----- Data extracts
PR #62, opened 2022-01-03
Exams

michigang1:
I translated on Kotlin and refactored 2 works: сompare.js and replace.js


Kotlin/src/replace.kt
```diff
@@ -0,0 +1,24 @@
+fun replace( string: String, subString: String, newString: String): String{
+    if(subString == "") return string
+    else{
```
tshemsedinov, line 3: We don't need `else` here

Kotlin/src/replace.kt
```diff
@@ -0,0 +1,24 @@
...
+        var stringElse = string
+        var resultElse = ""
+        do{
+            val index = stringElse.indexOf(subString)
+            if(index == -1){
+                resultElse += stringElse
+                return resultElse
+            }
+            else{
```
tshemsedinov, line 12: Ditto

Kotlin/src/replace.kt
```diff
@@ -0,0 +1,24 @@
+fun replace( string: String, subString: String, newString: String): String{
+    if(subString == "") return string
+    else{
+        var stringElse = string
+        var resultElse = ""
+        do{
```
tshemsedinov, line 6: I'd prefer `while`

Kotlin/src/replace.kt
```diff
@@ -0,0 +1,24 @@
...
+                stringElse = stringElse.substring(indexSubString,stringElse.length)
+                resultElse += subStringElse + newString
+            }
+        }while (true)
+    }
+}
+fun main(){
+    val result = replace("Hello <username> and bye!", "<username>", "Marcus")
+    println(result)
+}
```
tshemsedinov, line 24: Add \n at EOF

Kotlin/src/replace.kt
```diff
@@ -0,0 +1,24 @@
...
+                resultElse += stringElse
+                return resultElse
+            }
+            else{
+                val subStringElse = stringElse.substring(0,index)
+                val indexSubString = index + subString.length
+                stringElse = stringElse.substring(indexSubString,stringElse.length)
+                resultElse += subStringElse + newString
+            }
+        }while (true)
```
tshemsedinov, line 18: Strange code alignment

Kotlin/src/compare.kt
```diff
@@ -0,0 +1,16 @@
...
+fun <K,V> compare(firstMap: Map<K,V>, secondMap: Map<K,V>): Boolean {
+    val keysOfFirstMap = firstMap.keys
+    val keysOfSecondMap = secondMap.keys
+    var compareBool = true
+    return if (keysOfFirstMap.size == keysOfSecondMap.size) {
+        for (key in keysOfFirstMap)
+            if (firstMap[key] != secondMap[key]) compareBool = false
+         compareBool
+    }
+    else compareBool
```
tshemsedinov, line 11: Use `return early` principle, it would be much better readable than `return if`

PR #66, opened 2022-01-03
Exams 

jinworldwildhandsome:


tshemsedinov (commented):
- Use eslint and prettier
- Respect 2 space indentation
- It's better to rename `key1` and `key2` to `keys1` and `keys2`

jinworldwildhandsome:
- used eslint and prettier for both tasks; 
- renamed key1 and key2 to keys1 and keys2 for merge.js

PR #72, opened 2022-01-04
Exams

SavageVictor:


Tasks/password.cs
```diff
@@ -0,0 +1,28 @@
...
+    {
+        private static Random _random = new Random();
+        
+        public static void Main()
+        {
+            string result = GeneratePassword("abc123", 7);
+            Console.WriteLine(result);
+        }
+
+        private static string GeneratePassword(string alphabet, int passwordLength)
```
tshemsedinov, line 15: I'd prefer lambda function here

Tasks/password.cs
```diff
@@ -0,0 +1,28 @@
...
+        {
+            int maxAlphabetIndex = alphabet.Length;
+            string password = "";
+            for (int i = 0; i < passwordLength; i++)
+            {
+                int index = (int) Math.Floor(_random.NextDouble() * maxAlphabetIndex);
```
tshemsedinov, line 21: Decompose: extract `int random(in min, int max)`

Tasks/password.cs
```diff
@@ -0,0 +1,28 @@
...
+                password += alphabet[index];
+            }
+
+            return password;
+        }
+    }
+}
```
tshemsedinov, line 28: Add \n at EOF

Tasks/size.cs
```diff
@@ -0,0 +1,48 @@
...
+                    return fileSize / 1000 + " kb";
+                }
+                else if(exp == 2)
+                {
+                    return fileSize / 1000000 + " mb";
+                }
+                else if(exp >= 3)
+                {
+                    return fileSize / 1000000000 + " gb";
+                }
```
tshemsedinov, line 42: Use collection for converting

PR #73, opened 2022-01-04
Exams

jugular237:
Тимур Гафарович, смотрите коммиты начиная с FIRST COMMIT.


tasks1(difference)/Program1.cs
```diff
@@ -0,0 +1,14 @@
+﻿    Dictionary<Tvalue1, Tvalue2> Difference<Tvalue1, Tvalue2>
+        (Dictionary<Tvalue1, Tvalue2> dict1, Dictionary<Tvalue1, Tvalue2> dict2)
+    {
+        foreach (Tvalue1 dictKey in dict2.Keys)
+            dict1.Remove(dictKey);
```
tshemsedinov, line 5: Don't change incoming parameters

tshemsedinov (commented):
Don't commit a bunch of crap like json and xml files with code, it's not a project, it's just an exams so searching for 3 lines of code in an ocean of boilerplate is not I am expected for this new year )))

tasks1(difference)/Program1.cs
jugular237: Are you talking about type of parameters or parameters names?If about type then i dont know on which type i must replace dictionary type, cause dictionary replaces js objects the best in this case.

PR #74, opened 2022-01-04
Exams

HoloborodkoM:


Tasks/between.js
```diff
@@ -1,18 +1,17 @@
...
-      str =  str.substring(k)
-      if ( s) {
-        i = str.indexOf( s )
-        if (i === -1) {
-          return  '' } else { str =  str.substring(0 , i)
-            }}}
-  return str
-}
+const getValueBetween = (string, prefix, suffix) => {
+  const ERR = -1;
```
tshemsedinov, line 5: Use `camelCase`

Tasks/between.js
```diff
@@ -1,18 +1,17 @@
...
+  let substring = '';
+  const prefixIndex = string.indexOf(prefix);
+  const suffixIndex = string.indexOf(suffix);
+  if (prefixIndex !== ERR && suffixIndex  !== ERR) {
```
tshemsedinov, line 9: Use eslint and prettier to fix code style and common conventions

Tasks/difference.js
```diff
@@ -1,16 +1,19 @@
...
-    delete object_1[attribute_name]
-    }{}
-    return object_1
-}
+const diff = (objectFirst, objectSecond) => {
+  const objectDiff = { ...objectFirst };
+  for (const attributeName in objectSecond) {
+    const valueObjFirst = objectFirst[attributeName];
+    const valueObjSecond = objectSecond[attributeName];
+    if (typeof(valueObjSecond) !== 'undefined') {
```
tshemsedinov, line 9: Typeof of an operator, not a function

Tasks/difference.js
```diff
@@ -1,16 +1,19 @@
...
-    if (object_1 in object_2) return false
-    for (attribute_name in object_2) {
-    object_1[attribute_name] = object_2[attribute_name]
-    delete object_1[attribute_name]
-    }{}
-    return object_1
-}
+const diff = (objectFirst, objectSecond) => {
+  const objectDiff = { ...objectFirst };
+  for (const attributeName in objectSecond) {
```
tshemsedinov, line 6: Prefer for..of

Tasks/between.js
HoloborodkoM: I used only eslint.

PR #77, opened 2022-01-04
Exams

yaryna-bashchak:


Tasks/merge.js
```diff
@@ -1,19 +1,19 @@
...
-   for (attribute_name in object_1) {
-       (
-          object_3[attribute_name] == object_1[attribute_name]
-       );
-        object_3[attribute_name] = object_1[attribute_name]
+const merge = (object1 = {}, object2 = {}) => {
+  const object3 = { ...object1 };
+  const keys2 = Object.keys(object2);
+  for (const key of keys2) {
+    if (!(key in object3))
```
tshemsedinov, line 9: Better use `includes`

Tasks/plane.js
```diff
@@ -1,19 +1,21 @@
...
-    res.push(...const_plane(value));
-    arr[i] = res[i - 1]
-    }else{
-    arr[i] = res[j - 1]
-    res.push(value);
-    };
-  };
-  return res
-}
+const plane = array => {
```
tshemsedinov, line 5: Use round brackets even for single argumanet lambda functions

Tasks/merge.js
yaryna-bashchak: > Better use `includes`

okay, I fixed it

Tasks/plane.js
yaryna-bashchak: > Use round brackets even for single argumanet lambda functions

okay, I fixed it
----------
▶ **Task goal**: Filter the records above and return every line that holds the word "valueObjSecond".

▶ **Your solution**:
+    const valueObjSecond = objectSecond[attributeName];
+    if (typeof(valueObjSecond) !== 'undefined') {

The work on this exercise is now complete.